Exercise directions:
Would you please return the lines of the material that contain the word "client"?

= Beginning of Section =

PR #12285, opened 2023-10-12
feat(interactions): adapt v6 api design

5d:
#### Description of changes

- export new public packages for Interactions category
  - `@aws-amplify/interactions/lex-v1`
  - `@aws-amplify/interactions/lex-v2` == (`@aws-amplify/interactions`)
  
- packages will export `Interactions` object with 2 public APIs:
  - `send(botName: string, message: string | InteractionsMessage): Promise<InteractionsResponse>`
  - `onComplete(botname: string, callback: CompletionCallback): void`

tested with local react App

```typescript
import './App.css';
import { Interactions as InteractionsLexV1 } from '@aws-amplify/interactions/lex-v1'
import { Interactions } from '@aws-amplify/interactions';
import { Amplify } from 'aws-amplify';
import awsExports from './aws-exports'

// lexV1 bots added used CLI
Amplify.configure(awsExports)
// lexV2 bots need to be manually configured
// optionally lexV1 bots can also be configured manually 
Amplify.configure({
  Interactions: {
    LexV2: { // V2 bot
      BookTrip: {
        aliasId: '<botAliasId>',
        botId: '<botId>',
        localeId: 'en_US',
        region: 'us-east-1'
      }
    },

    LexV1: { // V1 bot
      'BookTrip_dev': {
        alias: '$LATEST',
        region: 'us-east-1'
      }
    }
  }
})

function App() {
  return (
    <div className="App">
      <button onClick={() => InteractionsLexV1.send('BookTrip_dev', `book a car`)}>Send LexV1 Message</button>
      <button onClick={() => Interactions.send('BookTrip', 'This is a test')}>Send LexV2 Message</button>
    </div>
  );
}

export default App;
```

#### Checklist

- [x] PR description included
- [x] `yarn test` passes


packages/interactions/src/types/index.ts
```diff
@@ -1,7 +1,4 @@
 // Copyright Amazon.com, Inc. or its affiliates. All Rights Reserved.
 // SPDX-License-Identifier: Apache-2.0
 export * from './Interactions';
```
ashwinkumar6, line 3: should we change this to named exports in places we `export *`
can also export only api, input and output types

packages/core/src/parseAWSExports.ts
```diff
@@ -84,6 +86,12 @@ export const parseAWSExports = (
 		}
 	}
 
+	if (Array.isArray(aws_bots_config)) {
```
ashwinkumar6, line 89:
```suggestion
  // Interactions
	if (Array.isArray(aws_bots_config)) {
```

packages/interactions/src/lex-v1/apis/onComplete.ts
```diff
@@ -0,0 +1,17 @@
+// Copyright Amazon.com, Inc. or its affiliates. All Rights Reserved.
+// SPDX-License-Identifier: Apache-2.0
+
+import { CompletionCallback } from '../../types';
+import { resolveConfig } from '../utils';
+import { lexProvider } from '../AWSLexProvider';
+
+export const onComplete = (
```
ashwinkumar6, line 8: Should we update all APIs to named params

packages/interactions/src/lex-v1/apis/sendMessage.ts
```diff
@@ -0,0 +1,17 @@
...
+import { resolveConfig } from '../utils';
+import { lexProvider } from '../AWSLexProvider';
+
+export const sendMessage = (
+	botname: string,
+	message: string | InteractionsMessage
+): Promise<InteractionsResponse> => {
+	const botConfig = resolveConfig(botname);
+	if (!botConfig) {
+		return Promise.reject(`Bot ${botname} does not exist.`);
```
ashwinkumar6, line 14: For all APIs, should we add separate error handling ([reference](https://github.com/aws-amplify/amplify-js/blob/550cc9dc27c0909bf73618d94b1b5264aa02404c/packages/storage/src/errors/utils/assertValidationError.ts#L10), [usage](https://github.com/aws-amplify/amplify-js/blob/550cc9dc27c0909bf73618d94b1b5264aa02404c/packages/storage/src/providers/s3/utils/resolveS3ConfigAndInput.ts#L46-L50))

packages/interactions/src/lex-v1/AWSLexProvider.ts
```diff
@@ -0,0 +1,165 @@
...
+		// check if credentials are present
+		let session;
+		try {
+			session = await fetchAuthSession();
+		} catch (error) {
+			return Promise.reject('No credentials');
+		}
+
+		const { name, region, alias } = botConfig;
+		const client = new LexRuntimeServiceClient({
```
ashwinkumar6, line 83: Should we try to maintain a single instance

packages/interactions/src/types/index.ts
5d: will update the exports.

packages/core/src/parseAWSExports.ts
5d: good catch!

packages/interactions/src/lex-v1/apis/onComplete.ts
5d: The current implementation is exporting the `sendMessage` and `onCompelete` with thier existing function signature in `InteractionsProvider` interface. I think the migration for user is remove the provider instance and import the function directly without anyother changes. Changing the API signature would involve more changes.

packages/interactions/src/lex-v1/AWSLexProvider.ts
5d: The current implementation of `sendMessage` and `onComplete` is more like a static function (although it uses the callbacks). We want to keep this logic as much as possible to not involve pentest or security reviews.

ashwinkumar6: got it,
thanks makes sense

packages/core/src/singleton/Interactions/types.ts
```diff
@@ -0,0 +1,25 @@
...
+type InteractionsLexV1Config = {
+	LexV1?: Record<string, LexV1BotConfig>;
+};
+
+type InteractionsLexV2Config = {
+	LexV2?: Record<string, LexV2BotConfig>;
+};
+
+export type InteractionsConfig = InteractionsLexV1Config &
+	InteractionsLexV2Config;
```
ashwinkumar6, line 25: I think `InteractionsConfig` would also allow `{}`. How about something like this. 
```suggestion
type InteractionsLexV1Config = {
	LexV1: Record<string, LexV1BotConfig>;
};

type InteractionsLexV2Config = {
	LexV2: Record<string, LexV2BotConfig>;
};

export type InteractionsConfig = 
  | InteractionsLexV1Config
	| InteractionsLexV2Config
	| InteractionsLexV1Config & InteractionsLexV2Config
```

packages/core/src/parseAWSExports.ts
```diff
@@ -84,6 +86,13 @@ export const parseAWSExports = (
 		}
 	}
 
+	// Interactions
+	if (Array.isArray(aws_bots_config)) {
+		amplifyConfig.Interactions = {
+			LexV1: Object.fromEntries(aws_bots_config.map(bot => [bot.name, bot])),
```
ashwinkumar6, line 92: QQ
Would the resultant object also have the "name" attribute.

packages/interactions/__tests__/lex-v1/apis/onComplete.test.ts
```diff
@@ -0,0 +1,43 @@
...
+
+	afterEach(() => {
+		mockLexProvider.mockReset();
+		mockResolveBotConfig.mockReset();
+	});
+
+	it('invokes provider onComplete API', () => {
+		const message = uuid();
+		const mockCallback = jest.fn();
+		onComplete(v1BotConfig.name, mockCallback);
```
ashwinkumar6, line 32: should we also check if the attached mockCallback is fired upon task completion

packages/interactions/__tests__/lex-v1/apis/sendMessage.test.ts
```diff
@@ -0,0 +1,42 @@
...
+	});
+
+	afterEach(() => {
+		mockLexProvider.mockReset();
+		mockResolveBotConfig.mockReset();
+	});
+
+	it('invokes provider sendMessage API', async () => {
+		const message = uuid();
+		await sendMessage(v1BotConfig.name, message);
```
ashwinkumar6, line 31: I think there are three ways the user can interact with the bot
1. string (text)
2. object (text)
3. object (voice)


Should we add unit tests for these usecases for lexV1 and lexV2

packages/interactions/__tests__/lex-v1/apis/onComplete.test.ts
```diff
@@ -0,0 +1,43 @@
...
+import { resolveBotConfig } from '../../../src/lex-v1/utils';
+import { InteractionsError } from '../../../src/errors/InteractionsError';
+
+jest.mock('../../../src/lex-v1/AWSLexProvider');
+jest.mock('../../../src/lex-v1/utils');
+
+describe('Interactions LexV1 API: onComplete', () => {
+	const v1BotConfig = generateRandomLexV1Config();
+
+	const mockLexProvider = lexProvider.onComplete as jest.Mock;
```
ashwinkumar6, line 17: I think this mocks the provider class's onComplete method. Should we mock the underlying client that the provider class calls ([reference](https://github.com/aws-amplify/amplify-js/blob/7762f1a7076e622ec354c24539a3b57ce3ec4290/packages/interactions/__tests__/providers/AWSLexV2Provider-unit-test.ts#L195-L210)). That way our unit tests would cover the provider class's implementation as well.

packages/interactions/__tests__/lex-v1/apis/onComplete.test.ts
```diff
@@ -0,0 +1,43 @@
+// Copyright Amazon.com, Inc. or its affiliates. All Rights Reserved.
+// SPDX-License-Identifier: Apache-2.0
+
+import { v4 as uuid } from 'uuid';
+import { lexProvider } from '../../../src/lex-v1/AWSLexProvider';
+import { onComplete } from '../../../src/lex-v1/apis';
```
ashwinkumar6, line 6: I think the DX customers will be following is 
```
// V1
import { Interactions } from '@aws-amplify/interactions';
Interactions.send('BookTrip', 'This is a test')

// V2
import { Interactions as InteractionsLexV1 } from '@aws-amplify/interactions/lex-v1'
InteractionsLexV1.send('BookTrip_dev', `book a car`)
```
Would it add value if unit tests also follow this pattern

packages/interactions/__tests__/lex-v1/utils/resolveBotConfig.test.ts
```diff
@@ -0,0 +1,78 @@
...
+	});
+
+	it('return first match bot', () => {
+		const v1BotConfigs = [...Array(5)].map(generateRandomLexV1Config);
+		const v2BotConfigs = [...Array(5)].map(generateRandomLexV2Config);
+		getConfigSpy.mockReturnValue({
+			Interactions: {
+				LexV1: {
+					...Object.fromEntries(v1BotConfigs.map(bot => [bot.name, bot])),
+					[v1BotConfigs[3].name]: { ...v1BotConfigs[3], alias: 'test' },
```
ashwinkumar6, line 68: QQ
Are we testing multiple bots with the same name here. Since it's a dictionary can we have mutiple bots with the same name.

packages/interactions/src/lex-v2/apis/sendMessage.ts
```diff
@@ -0,0 +1,23 @@
...
+
+import { InteractionsMessage, InteractionsResponse } from '../../types';
+import { lexProvider } from '../AWSLexV2Provider';
+import { resolveBotConfig } from '../utils';
+import {
+	assertValidationError,
+	InteractionsValidationErrorCode,
+} from '../../errors';
+
+export const sendMessage = async (
```
ashwinkumar6, line 12: Since the DX customers will be using is `Interactions.send`, should we rename these to send in V1 and V2

packages/interactions/src/utils/index.ts
```diff
@@ -0,0 +1,5 @@
+// Copyright Amazon.com, Inc. or its affiliates. All Rights Reserved.
+// SPDX-License-Identifier: Apache-2.0
+
+export * from './utils';
```
ashwinkumar6, line 4: should we use named exports here as well

ashwinkumar6:
I think for umbrella packages, we add providers in the following path `packages/<category>/src/providers/<provider_name>`. Should we follow something similar.

packages/interactions/src/lex-v2/apis/onComplete.ts
```diff
@@ -0,0 +1,23 @@
+// Copyright Amazon.com, Inc. or its affiliates. All Rights Reserved.
```
ashwinkumar6, line 1: I think for umbrella packages, we add providers in the following path `packages/<category>/src/providers/<provider_name>`. Should we follow something similar.

packages/interactions/src/index.ts
```diff
@@ -1,8 +1,5 @@
 // Copyright Amazon.com, Inc. or its affiliates. All Rights Reserved.
 // SPDX-License-Identifier: Apache-2.0
 
-export { Interactions } from './Interactions';
 export * from './types';
```
ashwinkumar6, line 4: I think this might expose all the types. We can use named export and only expose requied input/output types

ashwinkumar6:
Trying to understand how we're exposing these APIs under the mentioned DX in the PR desc. 
Are we actually exposing functional APIs, but as an object as shown below. When users import it, it creates an impress that a class is imported based on the DX. 
This is really interesting 
```
import { sendMessage, onComplete } from './apis';
interface IInteractions {
	send(
		botName: string,
		message: string | InteractionsMessage
	): Promise<InteractionsResponse>;
	onComplete(botName: string, callback: CompletionCallback): void;
}

export const Interactions: IInteractions = {
	send: sendMessage,
	onComplete,
};
```

ashwinkumar6:
Thanks a lot for incorporating all the feedback @5d. This looks great !!!!!!

packages/interactions/src/lex-v1/index.ts
```diff
@@ -0,0 +1,10 @@
+// Copyright Amazon.com, Inc. or its affiliates. All Rights Reserved.
```
ashwinkumar6, line 1: Trying to understand how we're exposing these APIs under the mentioned DX in the PR desc. 
Are we actually exposing functional APIs, but via an object as shown below. When users import it, it creates an impress that a class is imported based on the DX.
This is really interesting !!!!
```
import { sendMessage, onComplete } from './apis';
interface IInteractions {
	send(
		botName: string,
		message: string | InteractionsMessage
	): Promise<InteractionsResponse>;
	onComplete(botName: string, callback: CompletionCallback): void;
}

export const Interactions: IInteractions = {
	send: sendMessage,
	onComplete,
};
```

ashwinkumar6:
Thanks a lot for incorporating all the feedback @5d. This looks great !!!!!!

packages/core/src/singleton/Interactions/types.ts
5d: For typescript intersection type, my understanding is 
```
{A?} & {B?} ≅ ({} | {A}) & ({} | {B}) ≅ {} | {A} | {B} | {A, B} 
```
it already contains all the cases you mentioned above.

packages/core/src/parseAWSExports.ts
5d: yes, it will contains the name attribute.

packages/interactions/__tests__/lex-v1/apis/onComplete.test.ts
5d: Invoking the callback logic is part of provider's. I think it has been tested in provider unit test cases. The unit test for public API `onComplete` is just testing whether it invokes the underlying provider's method.

packages/interactions/__tests__/lex-v1/apis/sendMessage.test.ts
5d: The type signagure is restrict `message` to be `string | InteractionsMessage`. For behaviors on different message type, that's the logic in provider class. It should have been tested in provider's unit test cases.

packages/interactions/__tests__/lex-v1/apis/onComplete.test.ts
5d: The API `onComplete` is just a wrapping on provider's `onComplete` method. I think we only need to check the wrapping is invoking the correct provider method in unit test. We should have done the unit test on provider class to check the provider implementation.

packages/interactions/__tests__/lex-v1/apis/onComplete.test.ts
5d: The unit test is on the module of `onComplete`. It doesn't need to know `Interactions`. We could add unit test on `Interactions` module to check whether `send` is invoke the correct `sendMessage` method.

packages/interactions/__tests__/lex-v1/utils/resolveBotConfig.test.ts
5d: I was trying to test the order when we using Array to store the botConfig. As we changed to object, I think we don't need this unit test case anymore. I will remove it.

packages/interactions/src/index.ts
5d: yeah, I've changed the `types/index.ts` to only expose needed types. I will change the `index.ts` as well.

packages/interactions/src/lex-v2/apis/sendMessage.ts
5d: will update the name.

packages/interactions/src/utils/index.ts
5d: I think this folder is not for internal use. Should we also change to named exports?

packages/interactions/src/lex-v1/index.ts
5d: Yes, we just wrap the APIs into an object to mimic V5 API.

packages/interactions/src/utils/index.ts
ashwinkumar6: Thanks for updating it. I think will keeps things uniform

packages/interactions/src/lex-v2/apis/sendMessage.ts
ashwinkumar6: Thanks for updating

packages/interactions/src/lex-v2/apis/onComplete.ts
ashwinkumar6: I think adding a `provider` folder will keep it uniform across all packages

packages/interactions/__tests__/lex-v1/utils/resolveBotConfig.test.ts
ashwinkumar6: thanks

packages/interactions/__tests__/lex-v1/apis/onComplete.test.ts
ashwinkumar6: That's a good point.  Thanks for clarifying that,
lgtm

packages/interactions/__tests__/lex-v1/apis/onComplete.test.ts
ashwinkumar6: ahhh we're retaining existing provider tests as well. Got it thanks

packages/interactions/__tests__/lex-v1/apis/sendMessage.test.ts
ashwinkumar6: ahhh we're retaining existing provider tests as well. Got it thanks

packages/interactions/__tests__/lex-v1/apis/onComplete.test.ts
ashwinkumar6: ahhh we're retaining existing provider tests as well. Got it thanks

packages/core/src/singleton/Interactions/types.ts
ashwinkumar6: yep makes sense, but i'm wondering if we should avoid `{}`

5d: As we are doing merging at category configuration level, running `Amplify.configure({Interactions:{}})` will have no effect on the configuration.

packages/core/src/parseAWSExports.ts
5d: this is only for the legacy CLI config, it has no side effect as the data is confirming the interface shape (`LexV1BotConfig`). And user will not need to provide the `name` field.

ashwinkumar6 (dismissed):
Sorry missed the part where we're retaining existing lexV1 and lexV2 provider unit tests.
So for wrapper APIs, we can just test if the provider's method is called with correct params

lgtm 💯

ashwinkumar6 (approved):
lgtm

stocaaro (approved):

packages/core/src/parseAWSExports.ts
elorzafe: this is not a type error because is `aws_bots_config` is `any`?

packages/interactions/package.json
```diff
@@ -44,49 +70,59 @@
...
+		"uuid": "^9.0.0",
 		"tslib": "^2.5.0"
 	},
-	"peerDependencies": {
-		"@aws-amplify/core": "^6.0.0"
-	},
 	"devDependencies": {
-		"@aws-amplify/core": "6.0.0"
+		"@aws-amplify/core": "6.0.0",
+		"typescript": "^5.2.2"
```
elorzafe, line 88: Should we use the same version as the other packages?

elorzafe (approved):
Just have a minor comment, but looks good 

Thanks @5d 🎖️

packages/interactions/package.json
5d: yes, will update the typescript version to `5.0.2` in the follow up PR.

packages/core/src/parseAWSExports.ts
5d: sorry, I didn't notice this comment. The `aws_bots_config` is any here. I only checked whether it's an array. As this is part of old aws-exports config, I assume it has good shape. But we can add the data shape validation check if needed.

= End of Section =

Finished task:
+		const client = new LexRuntimeServiceClient({
ashwinkumar6, line 17: I think this mocks the provider class's onComplete method. Should we mock the underlying client that the provider class calls ([reference](https://github.com/aws-amplify/amplify-js/blob/7762f1a7076e622ec354c24539a3b57ce3ec4290/packages/interactions/__tests__/providers/AWSLexV2Provider-unit-test.ts#L195-L210)). That way our unit tests would cover the provider class's implementation as well.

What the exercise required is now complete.